The menu offers small plates designed to be shared. Despite the way that some of these are named, these are not classic French dishes. That's not necessarily a bad thing, but the authenticity police might disagree.
Beef tartare, for instance, comprises little quenelles of tender Dexter beef buried under blobs of sour cream, sheep's cheese and a flurry of grated cured egg yolk, with shards of crisp sourdough for texture. (It's hard to figure out exactly what's what because the lighting is so low.) The flavours work well and the dish is properly tasty.
Roast leg of lamb with seaweed potatoes and pickled pear comes with a deliciously sticky concentrated jus; scallops with cauliflower and pancetta are full of flavour.
So far, Katia and I are in agreement, but we are divided on the 'cassoulet', featuring white sweetcorn and Parmesan but no sausage or duck. Katia's a fan - rightly pointing out that French restaurants often fall short in terms of vegetarian options - but I can't get over the lack of meat. Parmesan Aligot, meanwhile, is an excellent cheesy mashed potato, but lacks the essential stringy pull of the classic dish made with tome fraîche.

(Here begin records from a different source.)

PR #540, opened 2018-03-16
Add API endpoint to change a subscription’s frequency

rubenarakelyan:
This commit adds an API endpoint at `PATCH /subscriptions/:subscription_id` that changes a subscription’s frequency given a subscription ID and a new frequency.

Trello: https://trello.com/c/BE9p0xVl/706-add-an-endpoint-to-email-alert-api-to-change-the-frequency-of-a-subscription


rubenarakelyan:
Comments encouraged for the rescuing and raising of exceptions for the enum validation.

app/controllers/subscriptions_controller.rb
```diff
@@ -28,6 +28,15 @@ def create
     render json: { id: subscription.id }, status: status
   end
 
+  def change_frequency
```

We finish with the Cinema dessert - popcorn, caramel, ice-cream and other sweet bits and pieces - that is something of a Fullam signature, although it looks less refined than when I had it at Old Street. The cola jellies are unwelcome. Cheeses - a mixture of French and Irish - are in good condition.

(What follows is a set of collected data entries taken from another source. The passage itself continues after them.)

PR #925, opened 2019-08-12
Subscriber list validations

bilbof:
This adds a validator for tags, to ensure that only permitted tags can be used in subscriber lists.

The tags I've added to the list are those already in use, or that I found through an audit of the tags that could be used but aren't in use yet.

Trello: https://trello.com/c/3JqVLHZX/393

### DIFF
--- a/doc/fields.md
+++ b/doc/fields.md
@@ -1,0 +1,14 @@
+Email Alert API Field Reference
+===============================
+
+## Subscriber Lists
+
+Subscriber Lists in Email Alert API can have tags or links. When a document is
+is changed, the API does a search for the document's attributes in the API to
+find a matching subscriber list.
+
+### Tags
+
+The API has a whitelist of available tags that a user can subscribe to.
+
+You can find a list of permitted tags in [`lib/valid_tags.rb`](https://github.com/alphagov/email-alert-api/blob/3e0018510ea85f5d561e2865ad149832b94688a1/lib/valid_tags.rb).
--- a/lib/valid_tags.rb
+++ b/lib/valid_tags.rb
@@ -1,7 +1,79 @@
 class ValidTags
-  ALLOWED_TAGS = %i(vessel_type format case_type sector_business_area business_activity
-                    employ_eu_citizens personal_data intellectual_property public_sector_procurement
-                    location eu_uk_government_funding alert_type tribunal_decision_category policies
-                    topics content_store_document_type content_purpose_supergroup railway_type
-                    aircraft_category content_purpose_subgroup appear_in_find_eu_exit_guidance_business_finder).freeze
+  ALLOWED_TAGS = %i(
+    aircraft_category
+    aircraft_type
+    alert_type
+    appear_in_find_eu_exit_guidance_business_finder
+    assessment_date
+    business_activity
+    business_sizes
+    business_stages
+    case_state
+    case_type
+    certificate_status
+    closed_date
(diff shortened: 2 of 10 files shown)


bilbof:
Still in progress - I've found cases where tags such as `tribunal_decision_judges` should be permitted, but haven't yet been used so aren't in the allowed list.

As part of this task, I need to get the exhaustive list of tags one can use.

bilbof:
I audited the applications that can send tags, but it looks like there isn't a central place where all of the permitted tags are defined.

I wonder if this would be a good thing to add to the content schemas?

The tags in the list are those that I could find + those already used in the database.

doc/fields.md
```diff
@@ -0,0 +1,90 @@
...
+
+Subscriber Lists in Email Alert API can have tags or links. When a document is
+is changed, the API does a search for the document's attributes in the API to
+find a matching subscriber list.
+
+### Tags
+
+The API has a whitelist of available tags that a user can subscribe to.
+
+The following tags are permitted:
```
thomasleese: I wonder if it's better to link to the code here because I suspect it'll be easy for this list to go out of the date with the real list.

lib/valid_tags.rb
```diff
@@ -0,0 +1,79 @@
+class ValidTags
+  ALLOWED_TAGS = %i(
```
thomasleese: Do we need to update https://docs.publishing.service.gov.uk/apis/search/add-new-fields-or-document-types.html as well to mention updating this list?

doc/fields.md
bilbof: Added that, thanks. I like the approach Search API has (generating https://docs.publishing.service.gov.uk/apis/search/fields.html from the current list), so might be nice to do the same.

lib/valid_tags.rb
bilbof: It sounds like that doc concerns search fields, though I think there's a difference between fields that one can search with and fields accepted by email alert api.

I couldn't find a doc on adding email alerts for a finder, so it might be worth adding one here: https://github.com/alphagov/finder-frontend/tree/master/docs, and then I can link to this doc from there. What do you think?

thomasleese: Yeah, I reckon that's probably fine. I'm imaging a situation where someone adds a new field that should also be supported by email-alert-api and they have no idea about the whitelist and get confused wondering why it's not working. So as long as it's written down somewhere.

lib/valid_tags.rb
```diff
@@ -0,0 +1,79 @@
+class ValidTags
```
koetsier: Seeing how everyone _loves_ YAML, would it be useful to have this as a configuration file? It probably won't add much, but would allow people to configure the app without changing code.

koetsier:
What about links? Do we need validation for those as well?

Small possible suggestion but apart from that 👍

lib/valid_tags.rb
bilbof: I added documentation for this step to finder-frontend: https://github.com/alphagov/finder-frontend/commit/7ac871987abf36184b136b3b3513ebaa02d8e8a6#diff-b94f09a9b9baf14806b87c9db6ae7d0eR93

lib/valid_tags.rb
bilbof: Yeah, if having this in Yaml becomes a requirement we can add that later.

With a bottle of Château Gaillard Fleurie 2017 (€50) and sparkling water, our bill comes to €126.50 before service. I'd like to see more provenance information on the menu, but I enjoyed Le Perroquet and its unpretentious ways.

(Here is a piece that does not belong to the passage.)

PR #927, opened 2019-08-19
Spike into allowing ad-hoc messages to subscriber lists

kevindew:
Trello: https://trello.com/c/b4rYHqUc/23-spike-into-working-out-if-email-alert-api-can-handle-bespoke-lists-and-messages

This adds functionality which allows sending a message to the members of one the GOV.UK subscription lists. It does this by providing an endpoint `/messages` which allows creating a message (fields are title, path and body) which can then be distributed to everyone matching the criteria for that message.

I'll leave the last word to Katia, though: "If I miss my mam, I'll still pick Chez Max but if I want good modern French food, I'll go back to Le Perroquet but I'll be likely to point at the dishes rather than say the names!"
ON A BUDGET
Eating solo, you could have a couple of small plates and a glass of wine for €21 before service.
ON A BLOWOUT
Go for six small plates between two, with sides, followed by cheese and dessert, and you could spend €100 before wine and service.
THE HIGH POINT
Great ambience, with comfy counter seats ideal for solo diners.
THE LOW POINT
Purists may quibble about authenticity.